My life long personal bane is pizza; I will Jones for it, then pig out on pie until I can't stand it, only to repeat the cycle when the memory of the experience needs a refresher course.  I used to be that way with camping and mountaineering, too, when the free ways of youth allowed me to indulge months on a single adventure.  Much as I enjoyed climbing high peaks, and covering geography on protracted treks, it seemed I always ended up enjoying all I could stand of the outdoors on those trips, and was all too glad to be back home when they concluded. 

Rick, you may be an exception to the rule, but most everyone who makes their living outside eventually grows weary of the hard labor and harsh conditions of this lifestyle.  It is probably a huge reason why homes and all that civilization stuff exists in the first place.

Ed

Peter1955
1,357 reviewer rep
1,339 forum posts
September 5, 2012 at 5:57 p.m. (EDT)

Once upon a time I went to school to learn to be a professional photographer.

I loved it - the creativity and the unique lifestyle. But one of my instructors told me that one day I would realize I was only taking a photograph when someone paid me to do it, and when that happened it was time to quit. That day came after about ten years, and it was a relief when I stopped. It was a valuable lesson.

Now I spend some of my time in an office, but every weekend out on the trails somewhere. For the time being, I don't have to take people up to the mountains just to make a living - I do it because I want to. I worry though, about how to stop my hobby from becoming just another job. If I can't figure it out, I could find myself losing much of the joy I now find on the trails. It's a hard one to solve.

Patman
REVIEW CORPS
755 reviewer rep
1,241 forum posts
September 6, 2012 at 8:33 a.m. (EDT)

Interesting conversation.

I met a fellow on the trail last year that had previously thru-hiked the AT. When I asked about the experience the first thing he said was “well, it’s a job”. He went on to explain that he found it very much like having a job; having to get up each day and keep trekking (lack of resupply will force a person to move eventually right?).

That being said, I still want to do it. Of course, I pull lots and lots of short backpacking trips and have never actually done a long trip; so maybe I’m in for a rude awakening? In any case, I desire to find out for myself. And despite what that fellow told me last year, it doesn’t necessarily follow that my thru-hike would be perceived the same way by me (to Ricks point).

 I’ve played guitar professionally, on and off  for my entire adult life.

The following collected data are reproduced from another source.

PR #1060, opened 2024-12-05
SWEEP: Avoid unnecessary FileInfo/DirectoryInfo allocations, #832

### LINKED ISSUE #832: SWEEP: Add string overloads to eliminate unnecessary allocations of FileInfo and DirectoryInfo objects
In Java it is common to use the `File` or `Path` object as a parameter to methods, as they are accepted as parameters of stream constructors and many other places.

However, in .NET, the corresponding objects (`TextWriter`, `Stream`, `StreamWriter`, etc) don't accept a `FileInfo` as a parameter, they accept strings. As such, we are commonly newing up these `FileInfo` objects, passing them through our API and reading the original string back as `FileInfo.FullName`. The `FileInfo` object is not even used in many cases.

To keep the API the same as Lucene, we should keep the overloads that accept `FileInfo`, but add overloads that are identical in every way except that they accept a `string` for a file name instead of a `FileInfo`. The `FileInfo` overloads can then just pass `FileInfo.FullName` to the string overloads.

For example, we currently have

```c#
        /// <summary>
        /// Returns an <see cref="Stream"/> over the requested file, identifying
        /// the appropriate <see cref="Stream"/> instance similar to <see cref="GetInputStream(FileInfo)"/>.
        /// </summary>
        public static Stream GetOutputStream(FileInfo file)
        {
            // First, create a FileInputStream, as this will be required by all types.
            // Wrap with BufferedInputStream for better performance
            Stream os = new FileStream(file.FullName, FileMode.Create, FileAccess.ReadWrite, FileShare.ReadWrite);
            return GetFileType(file).GetOutputStream(os);
        }
```

And we should change it to

```c#
        /// <summary>
        /// Returns an <see cref="Stream"/> over the requested <paramref name="file"/>, identifying
        /// the appropriate <see cref="Stream"/> instance similar to <see cref="GetInputStream(FileInfo)"/>.
        /// </summary>
        public static Stream GetOutputStream(FileInfo file)
            => GetOutputStream(file?.FullName);

        /// <summary>
        /// Returns an <see cref="Stream"/> over the requested <paramref name="filePath"/>, identifying
        /// the appropriate <see cref="Stream"/> instance similar to <see cref="GetInputStream(string)"/>.
        /// </summary>
        public static Stream GetOutputStream(string filePath)
        {
            // First, create a FileInputStream, as this will be required by all types.
            // Wrap with BufferedInputStream for better performance
            Stream os = new FileStream(filePath, FileMode.Create, FileAccess.ReadWrite, FileShare.ReadWrite);
            return GetFileType(filePath).GetOutputStream(os);
        }
```

There are several places throughout the project where we are instantiating and then discarding `FileInfo` objects without even making use of their functionality ([example](https://github.com/apache/lucenenet/blob/87add0272d1da1eaee68ca95e37841e90ec07346/src/Lucene.Net/Store/MMapDirectory.cs#L185-L186)). Some could instead use static methods (i.e. `File.Exists`). In some other cases, these `FileInfo` and `DirectoryInfo` instances are appropriate.

paulirwin:

Add string-based overloads to some methods that take FileInfo/DirectoryInfo to avoid unnecessary allocations

Fixes #832

## Description

See #832 for context. This makes changes to add and prefer string-based overloads for methods that take FileInfo and DirectoryInfo primarily just for the FullName property, to avoid unnecessary allocations.

### DIFF
--- a/Lucene.Net.sln.DotSettings
+++ b/Lucene.Net.sln.DotSettings
@@ -1,4 +1,6 @@
 ﻿<wpf:ResourceDictionary xml:space="preserve" xmlns:x="http://schemas.microsoft.com/winfx/2006/xaml" xmlns:s="clr-namespace:System;assembly=mscorlib" xmlns:ss="urn:shemas-jetbrains-com:settings-storage-xaml" xmlns:wpf="http://schemas.microsoft.com/winfx/2006/xaml/presentation">
 	<s:Boolean x:Key="/Default/UserDictionary/Words/=Coord/@EntryIndexedValue">True</s:Boolean>
 	<s:Boolean x:Key="/Default/UserDictionary/Words/=LUCENENET/@EntryIndexedValue">True</s:Boolean>
+	<s:Boolean x:Key="/Default/UserDictionary/Words/=stopword/@EntryIndexedValue">True</s:Boolean>
+	<s:Boolean x:Key="/Default/UserDictionary/Words/=stopwords/@EntryIndexedValue">True</s:Boolean>
 	<s:Boolean x:Key="/Default/UserDictionary/Words/=testsettings/@EntryIndexedValue">True</s:Boolean></wpf:ResourceDictionary>
--- a/src/Lucene.Net.Analysis.Common/Analysis/Compound/Hyphenation/HyphenationTree.cs
+++ b/src/Lucene.Net.Analysis.Common/Analysis/Compound/Hyphenation/HyphenationTree.cs
@@ -127,9 +127,7 @@ namespace Lucene.Net.Analysis.Compound.Hyphenation
         /// <param name="filename"> the filename </param>
         /// <exception cref="IOException"> In case the parsing fails </exception>
         public virtual void LoadPatterns(string filename)
-        {
-            LoadPatterns(filename, Encoding.UTF8);
-        }
+            => LoadPatterns(filename, Encoding.UTF8);
 
         /// <summary>
         /// Read hyphenation patterns from an XML file.
@@ -149,9 +147,7 @@ namespace Lucene.Net.Analysis.Compound.Hyphenation
         /// <param name="f"> a <see cref="FileInfo"/> object representing the file </param>
         /// <exception cref="IOException"> In case the parsing fails </exception>
         public virtual void LoadPatterns(FileInfo f)
-        {
-            LoadPatterns(f, Encoding.UTF8);
-        }
+            => LoadPatterns(f.FullName, Encoding.UTF8);
 
         /// <summary>
         /// Read hyphenation patterns from an XML file.
@@ -160,10 +156,7 @@ namespace Lucene.Net.Analysis.Compound.Hyphenation
         /// <param name="encoding">The character encoding to use</param>
         /// <exception cref="IOException"> In case the parsing fails </exception>
         public virtual void LoadPatterns(FileInfo f, Encoding encoding)
-        {
-            var src = new FileStream(f.FullName, FileMode.Open, FileAccess.Read);
-            LoadPatterns(src, encoding);
-        }
+            => LoadPatterns(f.FullName, encoding);
 
         /// <summary>
         /// Read hyphenation patterns from an XML file.
@@ -171,9 +164,7 @@ namespace Lucene.Net.Analysis.Compound.Hyphenation
         /// <param name="source"> <see cref="Stream"/> input source for the file </param>
         /// <exception cref="IOException"> In case the parsing fails </exception>
         public virtual void LoadPatterns(Stream source)
-        {
-            LoadPatterns(source, Encoding.UTF8);
-        }
+            => LoadPatterns(source, Encoding.UTF8);
 
         /// <summary>
         /// Read hyphenation patterns from an XML file.
--- a/src/Lucene.Net.Analysis.Common/Analysis/Compound/Hyphenation/PatternParser.cs
+++ b/src/Lucene.Net.Analysis.Common/Analysis/Compound/Hyphenation/PatternParser.cs
@@ -17,9 +17,9 @@ namespace Lucene.Net.Analysis.Compound.Hyphenation
      * The ASF licenses this file to You under the Apache License, Version 2.0
      * (the "License"); you may not use this file except in compliance with
      * the License.  You may obtain a copy of the License at
-     * 
+     *
      *      http://www.apache.org/licenses/LICENSE-2.0
-     * 
+     *
      * Unless required by applicable law or agreed to in writing, software
      * distributed under the License is distributed on an "AS IS" BASIS,
      * WITHOUT WARRANTIES OR CONDITIONS OF ANY KIND, either express or implied.
@@ -62,7 +62,7 @@ namespace Lucene.Net.Analysis.Compound.Hyphenation
             hyphenChar = '-'; // default
         }
 
-        public PatternParser(IPatternConsumer consumer) 
+        public PatternParser(IPatternConsumer consumer)
             : this()
         {
             this.consumer = consumer;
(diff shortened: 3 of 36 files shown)


NightOwl888 (commented):
On our `DirectoryInfo` and `FileInfo` usage, we consistently use:

```c#
... = dir.FullPath
``
and 
``c#
... = file.FullPath
```
In both cases, this means the string that is being passed in by the user is being resolved first using `Path.GetFullPath(path)`, a static method.

https://github.com/dotnet/runtime/blob/v9.0.8/src/libraries/System.Private.CoreLib/src/System/IO/FileInfo.cs#L28
https://github.com/dotnet/runtime/blob/v9.0.8/src/libraries/System.Private.CoreLib/src/System/IO/DirectoryInfo.cs#L34

`Path.GetFullPath()` will resolve any relative path that is passed in by the user to an absolute path.

In both cases, there is an `isNormalized` field that gets passed around with this type so the  `GetFullPath()` method is never called again. So, just putting a `GetFullPath()` call in doesn't get us exactly the same behavior because the path may end up cascading through multiple public APIs and getting called multiple times (which is the incorrect behavor on Unix). So, it is actually better to leave these `GetFullPath()` calls off unless we address that issue everywhere.

Now, whether that is actually a problem is up for debate. On one hand, .NET users of System.IO types should already be aware that full paths must be resolved prior to passing them to `FileStream`, etc. to get them to resolve correctly. On the other hand these new APIs will act inconsistently with the existing `DirectoryInfo` and `FileInfo` overloads.

Thoughts?

NightOwl888:
I started a review, but got into the weeds a bit because I realized that the current port doesn't match the behavior of Java (at least according to ChatGPT - unconfirmed). The new string overload behavior should match Java, which is to pass the relative path down to the OS where it is resolved relative to the current application (the place where the jar lives). On the other hand, with `FileInfo` and `DirectoryInfo`, relative paths are resolved eagerly and not passed down to the OS. So, when we call `FullName` we don't necessarily have the same behavior.

Unfortunately, `FileInfo` and `DirectoryInfo` have no way to retrieve the original string that was passed into the constructor. So, there doesn't seem to be a reasonable fix,. Well, there is a protected `OriginalString` property that we could get to using the [`UnsafeAccessorAttribute`](https://learn.microsoft.com/en-us/dotnet/api/system.runtime.compilerservices.unsafeaccessorattribute) on `net8.0`+, but we are probably better off accepting the differences of calling `FullName` in most cases.

Also, I suspect but haven't yet confirmed that the relative path behavior of our command line tools is broken. AFAIK, the expected behavior in a .NET console app is for a relative path to be resolved to the **environment's** current directory, but the behavior we have is relative to the directory of the executable. This behavior might be altered by wrapping these commands into a dotnet tool or by our (3rd party) wrapper project, though.

One other thing I noticed is that the `FileInfo.GetCanonicalPath()` method was not included here, probably because you didn't think to look for the common base class of `FileInfo` and `DirectoryInfo`: [`FileSystemInfo`](https://learn.microsoft.com/en-us/dotnet/api/system.io.filesysteminfo). This is the only place outside of the test framework and one test where we use it, though.

I will look into this more tomorrow. But we will need a clear idea of the *expected* behavior to get through this review.

paulirwin:
> I started a review, but got into the weeds a bit because I realized that the current port doesn't match the behavior of Java (at least according to ChatGPT - unconfirmed). The new string overload behavior should match Java, which is to pass the relative path down to the OS where it is resolved relative to the current application (the place where the jar lives).

I have analyzed this and determined that it largely behaves as you specify here: relative paths just work when passed down to the filesystem. Almost all .NET BCL methods that we use have predictable, correct behavior when relative paths are used. There is one exception, noted below.

| Function | Works with relative path? |
| --- | --- |
| Directory.Exists | Yes |
| FileStream constructor | Yes |
| Directory.GetParent | Yes |
| Directory.EnumerateFiles | Yes |
| File.Exists | Yes |
| FileInfo constructor | Yes |
| DirectoryInfo constructor | Yes |
| Path.GetDirectoryName | Somewhat* |
| Path.GetFileName | Yes |
| Directory.Delete | Yes |
| File.Delete | Yes |
| File.WriteAllText | Yes |
| Directory.CreateDirectory | Yes |

`Path.GetDirectoryName` (used here in a few places like Kuromoji, Benchmarks, and the CLI) does not itself error on a relative path, and works arguably correctly, but it returns a value that might not work correctly depending on how it was used previously. The function returns the directory component of a string containing a path, and does not resolve the directory of the path first. This means that for input values like `"."` and `".."`, it returns empty string (because those could be interpreted as the "file" component of a relative path, even though they have a special meaning). Then, for inputs like `"./foo.bar"`, it returns `"."`, because that is the directory component of the relative path. Methods like `WriteEnwikiLineDocTask.CategoriesLineFile` are fine with this behavior, because it's expected that you're passing in a full file name (and not a directory name). The only time when this is a problem is if you pass in those special relative directory names without a file name, which could happen in CompoundFileExtractor. So I've fixed that by reverting that change and leaving a comment.

Note that only the Path class methods can have a problem, because the others actually hit the filesystem where the paths are resolved. Path just operates on strings without caring whether the path exists on disk. `Path.GetFileName` is not a problem because even if it's a completely slash-less path like `"foo.bar"` or any form of relative path to a file, the file name will extract correctly.

Note also that `~` for a home directory shorthand does not work correctly in most BCL types, including FileInfo and DirectoryInfo anyways, so I do not think we need to worry about that. 

> On the other hand, with `FileInfo` and `DirectoryInfo`, relative paths are resolved eagerly and not passed down to the OS. So, when we call `FullName` we don't necessarily have the same behavior.

As noted above, this is fine in the cases in this PR.

> Unfortunately, `FileInfo` and `DirectoryInfo` have no way to retrieve the original string that was passed into the constructor. So, there doesn't seem to be a reasonable fix,. Well, there is a protected `OriginalString` property that we could get to using the [`UnsafeAccessorAttribute`](https://learn.microsoft.com/en-us/dotnet/api/system.runtime.compilerservices.unsafeaccessorattribute) on `net8.0`+, but we are probably better off accepting the differences of calling `FullName` in most cases.

Yeah, I don't think we need to worry about this, since relative paths work for I/O.

> Also, I suspect but haven't yet confirmed that the relative path behavior of our command line tools is broken. AFAIK, the expected behavior in a .NET console app is for a relative path to be resolved to the **environment's** current directory, but the behavior we have is relative to the directory of the executable. This behavior might be altered by wrapping these commands into a dotnet tool or by our (3rd party) wrapper project, though.

I'm not sure we need to worry about this unless someone reports it. Seems like worst case you'd get a file/directory not found error, fix it, and move on.

> One other thing I noticed is that the `FileInfo.GetCanonicalPath()` method was not included here, probably because you didn't think to look for the common base class of `FileInfo` and `DirectoryInfo`: [`FileSystemInfo`](https://learn.microsoft.com/en-us/dotnet/api/system.io.filesysteminfo). This is the only place outside of the test framework and one test where we use it, though.

I did see this, but I don't think it's in scope (at least not for having a string-based overload). The method docs say that it returns the path "with all references resolved" and the easiest way to do that is to allocate a FileInfo/DirectoryInfo and calling `FullName` like it does anyways. 

I'm not 100% convinced that this method truly needs to exist, but I am not going to worry about that at this time. (For example, using the lowercase path `"c:\\windows"` works fine in .NET operations with the lowercase drive letter.)

Now, there might be some possible analysis that could be done on whether or not code that _calls_ this method could avoid canonicalization and thus avoid FileInfo/DirectoryInfo... but that would be beyond the scope of just reducing allocations, as it possibly would result in non-canonical paths being used (assuming that is even important). I am not aware of a way to resolve a path without hitting the disk via I/O, and if you're doing that, the allocation of a FileInfo/DirectoryInfo is pretty negligible. The goal of this PR is only to help reduce allocations for cases where resolving the path is not necessary.

Also, it should be noted, _the original overloads are still there_. So if someone has a particular reason for using FileInfo/DirectoryInfo, they still can. This is not a breaking-change PR. So any new code that tries to use the string versions will need to confirm that it works for them with relative paths (it probably will), or just use an absolute path.

That said, I can add more unit tests to confirm this beyond my analysis and testing of the BCL. So I'll do that for what I can. Converting back to draft until I get that done. Feel free to review, though.

paulirwin:
@NightOwl888 Added unit tests to ensure relative paths work, as well as general testing of these string-based overloads.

I did in fact find that playing in a “working” band wasn’t really what I thought it might be like. At one point I became quite disillusioned with it. The tedium of setting up, tearing down, rehearsals, dealing with drunks, dealing with crooked club owners, dealing with attitudes in the band, etc… eventually wore on me and outweighed the small “performance high” you get from the endeavor.

I still love music and playing guitar (I play every day that I can), but am not so eager to make it my livelihood as I once was.

Again, good topic and points made all around.

ppine
21 reviewer rep
1,102 forum posts
September 6, 2012 at 11:41 a.m. (EDT)

I am a big fan of awareness in general.  Outdoors awareness is something that has to be taught.  It has really only been around for 40 years or so, although conservation became a movement in the US by around 1900.  People in this country should be proud of our conservation and environmental achievements and make sure that young people (and newbies) understand the consequences of their actions.